I don't believe in posting binaries inside git repositories.


----------



## Deathwing Zero (Aug 4, 2018)

rajkosto said:


> garbage snipped...
> 
> Proper attribution of all used sysmodules/homebrew
> more snipped...



Does this relate to the archive bit problem? I'm not really sure what that's meant to mean. I'm genuinely curious.


----------



## rajkosto (Aug 4, 2018)

No it just means credit is given where credit is due, unlike some other "CFW"s !


----------



## Adran_Marit (Aug 4, 2018)

rajkosto said:


> I don't believe in posting binaries inside git repositories.


How do we know this won't brick if it isn't open source?


----------



## Barrowsx (Aug 4, 2018)

You okay there buddy? Seems like you blew a fuse, and not the ones we usually talk about here.

You need some Preparation H for your butthurt?


----------



## Kilim (Aug 4, 2018)

Ericthegreat said:


> Why do you use white gbatemp? Are you racist?

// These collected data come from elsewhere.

PR #3094, opened 2026-09-10
fix(harness): defer self-managed sandbox shutdown until session mirro…

### LINKED ISSUE #3036: [Bug]: SessionTree mirror NPEs when it outlives the sandbox — PinnedSandboxFilesystem cannot know the pinned sandbox is closed (regression from #2946, v2.0.3)

xy-ygz:
## Summary
Fix NPE caused by synchronous call shutdown clearing sandbox connections before async sandbox write completes
Fixes #3036

## Behavior notes (ops)
Repair Ideas：
When a call completes, if there are still outstanding asynchronous mirror tasks relying on the sandbox connection, do not destroy the connection immediately. Defer the release ownership until the reference count drops to zero.

Key changes:
1. Add a new deferred‑release coordinator
‑ Enqueue mirror task: call `retain()` (increment reference count by 1)
‑ Task completion: call `releaseMirror()` (decrement count by 1; perform real shutdown only when count reaches zero)
‑ Call teardown: call `requestRelease()` — if pending tasks exist, defer destruction; otherwise shut down immediately
‑ Self‑managed sandbox: keep existing behavior; do not physically destroy the sandbox instance
2. In `SessionTree`, prepare data before enqueuing asynchronous mirror tasks and then invoke `retain()`. Roll back the reference count upon submission failure. Decrement the count inside the `finally` block.
3. Destruction must not block mirror threads. Deferred `stop()/shutdown()` runs on a dedicated cleanup thread, preventing slow‑teardown operations from blocking the global mirror queue.
4. Defensive safeguards
‑ When the sandbox is already stopped (`isRunning() == false`), treat upload/download as soft‑fail to avoid crashing on dead connections.
‑ Prevent unintended destruction when reference‑count underflow occurs (count goes negative).
5. Test coverage
‑ Deferred‑release logic
‑ Sandbox shutdown only after completion of dual tasks (segment‑level + full‑file mirroring)
‑ Avoid premature teardown on reference‑count underflow

## Test plan

- [x] `mvn -pl agentscope-harness -am -DskipITs -Dtest=SandboxMirrorReleaseCoordinatorTest,SessionTreeMirrorTest -Dsurefire.failIfNoSpecifiedTests=false test`
- [x] `mvn -pl agentscope-harness -am -DskipITs -Dtest=SandboxBackedFilesystemTest -Dsurefire.failIfNoSpecifiedTests=false test`
- [x] Manual: self-managed K8s/Docker call with session flush — mirror completes, then pod/claim terminates; no NPE on `session-tree-mirror`
- [x] Manual: user-managed sandbox path still reuses sandbox across calls (no shutdown on release)

### DIFF
--- a/agentscope-harness/src/main/java/io/agentscope/harness/agent/filesystem/sandbox/SandboxBackedFilesystem.java
+++ b/agentscope-harness/src/main/java/io/agentscope/harness/agent/filesystem/sandbox/SandboxBackedFilesystem.java
@@ -61,6 +61,14 @@ public class SandboxBackedFilesystem extends BaseSandboxFilesystem implements Sa
 
     private static final Logger log = LoggerFactory.getLogger(SandboxBackedFilesystem.class);
 
+    /**
+     * Shared message for a missing or already-stopped sandbox. Matches {@link
+     * #requireSandbox(RuntimeContext)} so async mirrors degrade to the same warn text instead of
+     * NPE after {@code stop}/{@code shutdown}.
+     */
+    static final String NO_ACTIVE_SANDBOX_MESSAGE =
+            "No active sandbox — sandbox filesystem used outside of a call context";
+
     private final String fsId;
     private volatile Sandbox sandbox;
 
@@ -122,7 +130,14 @@ public class SandboxBackedFilesystem extends BaseSandboxFilesystem implements Sa
     @Override
     public List<FileUploadResponse> uploadFiles(
             RuntimeContext runtimeContext, List<Map.Entry<String, byte[]>> files) {
-        Sandbox active = requireSandbox(runtimeContext);
+        Sandbox active = resolveSandboxForTransfer(runtimeContext);
+        if (active == null) {
+            List<FileUploadResponse> failed = new ArrayList<>(files.size());
+            for (Map.Entry<String, byte[]> file : files) {
+                failed.add(FileUploadResponse.fail(file.getKey(), NO_ACTIVE_SANDBOX_MESSAGE));
+            }
+            return failed;
+        }
         List<FileUploadResponse> results = new ArrayList<>(files.size());
 
         for (Map.Entry<String, byte[]> file : files) {
@@ -177,7 +192,14 @@ public class SandboxBackedFilesystem extends BaseSandboxFilesystem implements Sa
     @Override
     public List<FileDownloadResponse> downloadFiles(
             RuntimeContext runtimeContext, List<String> paths) {
-        Sandbox active = requireSandbox(runtimeContext);
+        Sandbox active = resolveSandboxForTransfer(runtimeContext);
+        if (active == null) {
+            List<FileDownloadResponse> failed = new ArrayList<>(paths.size());
+            for (String path : paths) {
+                failed.add(FileDownloadResponse.fail(path, NO_ACTIVE_SANDBOX_MESSAGE));
+            }
+            return failed;
+        }
         List<FileDownloadResponse> results = new ArrayList<>(paths.size());
 
         for (String path : paths) {
@@ -248,10 +270,35 @@ public class SandboxBackedFilesystem extends BaseSandboxFilesystem implements Sa
             s = sandbox;
         }
         if (s == null) {
-            throw new SandboxException.SandboxConfigurationException(
-                    "No active sandbox — sandbox filesystem used outside of a call context");
+            throw new SandboxException.SandboxConfigurationException(NO_ACTIVE_SANDBOX_MESSAGE);
         }
         return s;
+    }
+
+    /**
+     * Like {@link #requireSandbox}, but when the bound sandbox has already stopped: soft-fail
+     * callers ({@link #softFailWhenStopped()} {@code true}, i.e. pinned async mirrors) get {@code
+     * null} after a warn; hard-fail callers (default sync tool path) still throw.
+     */
+    private Sandbox resolveSandboxForTransfer(RuntimeContext runtimeContext) {
+        Sandbox s = requireSandbox(runtimeContext);
+        if (!s.isRunning()) {
+            if (softFailWhenStopped()) {
+                log.warn("[sandbox-fs] {}", NO_ACTIVE_SANDBOX_MESSAGE);
+                return null;
+            }
+            throw new SandboxException.SandboxConfigurationException(NO_ACTIVE_SANDBOX_MESSAGE);
+        }
+        return s;
+    }
+
+    /**
+     * Whether upload/download should soft-fail when the bound sandbox is present but already
+     * stopped. Default {@code false} keeps synchronous tool calls loud; {@link
+     * PinnedSandboxFilesystem} overrides to {@code true} for async session mirrors.
+     */
+    protected boolean softFailWhenStopped() {
+        return false;
     }
 
     private String shellSingleQuote(String s) {
--- a/agentscope-harness/src/main/java/io/agentscope/harness/agent/memory/session/SessionTree.java
+++ b/agentscope-harness/src/main/java/io/agentscope/harness/agent/memory/session/SessionTree.java
@@ -21,7 +21,9 @@ import io.agentscope.harness.agent.filesystem.AbstractFilesystem;
 import io.agentscope.harness.agent.filesystem.model.ReadResult;
 import io.agentscope.harness.agent.filesystem.sandbox.PinnedSandboxFilesystem;
 import io.agentscope.harness.agent.sandbox.Sandbox;
+import io.agentscope.harness.agent.sandbox.SandboxAcquireResult;
 import io.agentscope.harness.agent.sandbox.SandboxAware;
+import io.agentscope.harness.agent.sandbox.SandboxMirrorReleaseCoordinator;
 import io.agentscope.harness.agent.transcript.ObjectStoreTranscriptStore;
 import io.agentscope.harness.agent.transcript.TranscriptRef;
 import io.agentscope.harness.agent.transcript.TranscriptStore;
@@ -112,9 +114,15 @@ public class SessionTree {
      * @return {@code true} if the mirrors quiesced within the timeout
      */
     public static boolean awaitMirrorQuiescence(long timeout, TimeUnit unit) {
+        long deadlineNanos = System.nanoTime() + unit.toNanos(timeout);
         try {
-            MIRROR_EXECUTOR.submit(() -> {}).get(timeout, unit);
-            return true;
+            long mirrorWaitNanos = Math.max(0L, deadlineNanos - System.nanoTime());
+            MIRROR_EXECUTOR.submit(() -> {}).get(mirrorWaitNanos, TimeUnit.NANOSECONDS);
+            // Deferred stop/shutdown runs on a separate executor; drain it too so graceful close
+            // does not race sandbox teardown that was scheduled from mirror finally blocks.
+            long releaseWaitNanos = Math.max(0L, deadlineNanos - System.nanoTime());
+            return SandboxMirrorReleaseCoordinator.awaitReleaseQuiescence(
+                    releaseWaitNanos, TimeUnit.NANOSECONDS);
         } catch (InterruptedException e) {
             Thread.currentThread().interrupt();
             return false;
@@ -550,7 +558,7 @@ public class SessionTree {
         if (transcriptStore == null || transcriptRef == null || entries.isEmpty()) {
             return;
         }
-        // Same pin as scheduleMirror: async segment upload must survive call unbind.
+        // Prepare work before retain so a failure here cannot leak a deferred sandbox release.
         final AbstractFilesystem mirrorFs = pinIfSandbox(filesystem);
         final TranscriptStore store = transcriptStoreForMirror(mirrorFs);
         final TranscriptRef ref = transcriptRef;
@@ -558,9 +566,10 @@ public class SessionTree {
         for (SessionEntry entry : entries) {
             sb.append(JsonUtils.getJsonCodec().toJson(entry)).append('\n');
         }
-        byte[] payload = sb.toString().getBytes(StandardCharsets.UTF_8);
-        String wid = writerId;
-        MIRROR_EXECUTOR.execute(
+        final byte[] payload = sb.toString().getBytes(StandardCharsets.UTF_8);
+        final String wid = writerId;
+        submitPinnedMirror(
+                mirrorFs,
                 () -> {
                     try {
                         store.appendSegment(ref, seqStart, seqEnd, wid, payload);
@@ -584,10 +593,12 @@ public class SessionTree {
         if (filesystem == null || workspaceRoot == null) {
             return;
         }
+        // Resolve paths before retain so retain↔execute has no prepare-side leak window.
         final AbstractFilesystem mirrorFs = pinIfSandbox(filesystem);
         final String contextRel = resolveRelativePath(contextFile);
         final String logRel = resolveRelativePath(logFile);
-        MIRROR_EXECUTOR.execute(
+        submitPinnedMirror(
+                mirrorFs,
                 () -> {
                     mirrorToFilesystem(mirrorFs, contextFile, contextRel);
                     mirrorToFilesystem(mirrorFs, logFile, logRel);
@@ -595,17 +606,75 @@ public class SessionTree {
     }
 
     /**
-     * When {@code fs} is a call-scoped sandbox proxy with an active binding, return a pinned
-     * filesystem that keeps that sandbox for async uploads. Otherwise return {@code fs} as-is.
+     * Retains a pinned sandbox (if any), submits {@code task} to the mirror executor, and always
+     * pairs {@code releaseMirror} — either in the task {@code finally} or immediately when
+     * submission itself fails.
      */
-    private static AbstractFilesystem pinIfSandbox(AbstractFilesystem fs) {
-        if (fs instanceof SandboxAware aware) {
-            Sandbox sb = aware.getSandbox();
-            if (sb != null) {
-                return new PinnedSandboxFilesystem(sb);
+    private static void submitPinnedMirror(AbstractFilesystem mirrorFs, Runnable task) {
+        final Sandbox retainedSandbox = sandboxForMirrorRetain(mirrorFs);
+        if (retainedSandbox != null) {
+            SandboxMirrorReleaseCoordinator.retain(retainedSandbox);
+        }
+        try {
+            MIRROR_EXECUTOR.execute(
+                    () -> {
+                        try {
+                            task.run();
+                        } finally {
+                            if (retainedSandbox != null) {
+                                SandboxMirrorReleaseCoordinator.releaseMirror(retainedSandbox);
+                            }
+                        }
+                    });
+        } catch (RuntimeException e) {
+            if (retainedSandbox != null) {
+                SandboxMirrorReleaseCoordinator.releaseMirror(retainedSandbox);
             }
+            throw e;
+        }
+    }
+
+    /**
+     * When {@code fs} is a sandbox-backed filesystem, return a pinned filesystem that keeps the
+     * <em>per-call</em> sandbox for async uploads. Prefers {@link SandboxAcquireResult} on {@link
+     * #fsRc} (issue #2490) over the legacy shared {@link SandboxAware#getSandbox()} field, which
+     * is last-writer-wins under concurrent distinct sessions.
+     */
+    private AbstractFilesystem pinIfSandbox(AbstractFilesystem fs) {
+        Sandbox sb = resolveSandboxForPin(fs);
+        if (sb != null) {
+            return new PinnedSandboxFilesystem(sb);
         }
         return fs;
+    }
+
+    /**
+     * Resolves the sandbox to pin for an async mirror: per-call {@link RuntimeContext} binding
+     * first, then the shared {@link SandboxAware} fallback for context-free callers.
+     */
+    private Sandbox resolveSandboxForPin(AbstractFilesystem fs) {
+        RuntimeContext rc = fsRc;
+        if (rc != null) {
+            SandboxAcquireResult bound = rc.get(SandboxAcquireResult.class);
+            if (bound != null && bound.getSandbox() != null) {
+                return bound.getSandbox();
+            }
+        }
+        if (fs instanceof SandboxAware aware) {
+            return aware.getSandbox();
+        }
+        return null;
+    }
+
+    /**
+     * Returns the sandbox pinned for an async mirror task, or {@code null} when the mirror does
+     * not hold a sandbox connection that must defer self-managed release.
+     */
+    private static Sandbox sandboxForMirrorRetain(AbstractFilesystem mirrorFs) {
+        if (mirrorFs instanceof PinnedSandboxFilesystem pinned) {
+            return pinned.getSandbox();
+        }
+        return null;
     }
 
     private TranscriptStore transcriptStoreForMirror(AbstractFilesystem mirrorFs) {
--- a/agentscope-harness/src/main/java/io/agentscope/harness/agent/middleware/SandboxLifecycleMiddleware.java
+++ b/agentscope-harness/src/main/java/io/agentscope/harness/agent/middleware/SandboxLifecycleMiddleware.java
@@ -21,6 +21,7 @@ import io.agentscope.harness.agent.sandbox.Sandbox;
 import io.agentscope.harness.agent.sandbox.SandboxAcquireResult;
 import io.agentscope.harness.agent.sandbox.SandboxContext;
 import io.agentscope.harness.agent.sandbox.SandboxManager;
+import io.agentscope.harness.agent.sandbox.SandboxMirrorReleaseCoordinator;
 import java.util.function.Consumer;
 import org.slf4j.Logger;
 import org.slf4j.LoggerFactory;
@@ -39,10 +40,12 @@ import org.slf4j.LoggerFactory;
  *
  * <h2>doFinally</h2>
  * <ol>
+ *   <li>Clear this call's session binding from the {@link RuntimeContext} (and the filesystem
+ *       proxy fallback) so concurrent calls cannot observe a stale binding</li>
  *   <li>Persist sandbox session state via {@link SandboxManager} and
  *       {@link io.agentscope.harness.agent.sandbox.SessionSandboxStateStore}</li>
- *   <li>Release the session via {@link SandboxManager} (stop + optional shutdown)</li>
- *   <li>Clear this call's session binding from the {@link RuntimeContext}</li>
+ *   <li>Request release via {@link SandboxMirrorReleaseCoordinator} (defers stop/shutdown while
+ *       session mirrors still need the connection; otherwise releases immediately)</li>
  * </ol>
  *
  * <p>Post-call failures (persist, release) are logged but do not propagate — this ensures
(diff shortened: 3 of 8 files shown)


agentscope-harness/src/main/java/io/agentscope/harness/agent/memory/session/SessionTree.java
```diff
@@ -608,6 +647,17 @@ private static AbstractFilesystem pinIfSandbox(AbstractFilesystem fs) {
         return fs;
     }
 
+    /**
+     * Returns the sandbox pinned for an async mirror task, or {@code null} when the mirror does
+     * not hold a sandbox connection that must defer self-managed release.
+     */
+    private static Sandbox sandboxForMirrorRetain(AbstractFilesystem mirrorFs) {
```
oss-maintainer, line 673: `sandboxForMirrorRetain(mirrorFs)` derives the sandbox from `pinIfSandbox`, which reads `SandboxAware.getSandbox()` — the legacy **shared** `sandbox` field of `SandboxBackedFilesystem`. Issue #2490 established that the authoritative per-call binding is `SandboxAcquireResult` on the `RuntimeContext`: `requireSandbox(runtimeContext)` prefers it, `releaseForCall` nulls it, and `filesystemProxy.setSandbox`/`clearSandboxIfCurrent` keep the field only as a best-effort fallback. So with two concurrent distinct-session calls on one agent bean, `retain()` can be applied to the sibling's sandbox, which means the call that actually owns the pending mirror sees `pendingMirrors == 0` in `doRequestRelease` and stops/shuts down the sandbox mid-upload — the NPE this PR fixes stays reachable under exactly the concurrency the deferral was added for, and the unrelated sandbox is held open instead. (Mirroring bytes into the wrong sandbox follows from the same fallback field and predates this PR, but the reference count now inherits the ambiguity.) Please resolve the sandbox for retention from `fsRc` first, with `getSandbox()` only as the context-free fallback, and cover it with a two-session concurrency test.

i actually change between the white and black theme, i use the black theme 79% of the time to accommodate for the gender pay gap as well

2 birds one stone lad


----------



## rajkosto (Aug 4, 2018)

Adran_Marit said:


> How do we know this won't brick if it isn't open source?



Just like any binary release, you can compile all the mentioned projects yourself and substitute them for the files i distribute, if you'd like !


----------



## SabinReneFigaroRandom (Aug 4, 2018)

Are you child?


----------



## rajkosto (Aug 4, 2018)

SabinReneFigaroRandom said:


> Are you child?



We are all adults here on GBATemp, friendo !


----------



## Adran_Marit (Aug 4, 2018)

rajkosto said:


> Just like any binary release, you can compile all the mentioned projects yourself and substitute them for the files i distribute, if you'd like !


so what your saying is this is just a start pack of sorts not an actual cfw you built?


----------



## palantine (Aug 4, 2018)

Rajkosto, I don't know what your deal is but its very sad. Holding grudges, causing problems and drama and its all on you. I hope someday you become your best self and stop being an aggressive child all the time.


----------



## Drakia (Aug 4, 2018)

rajkosto said:


> You can compile all the mentioned projects yourself and substitute them for the files i distribute, if you'd like !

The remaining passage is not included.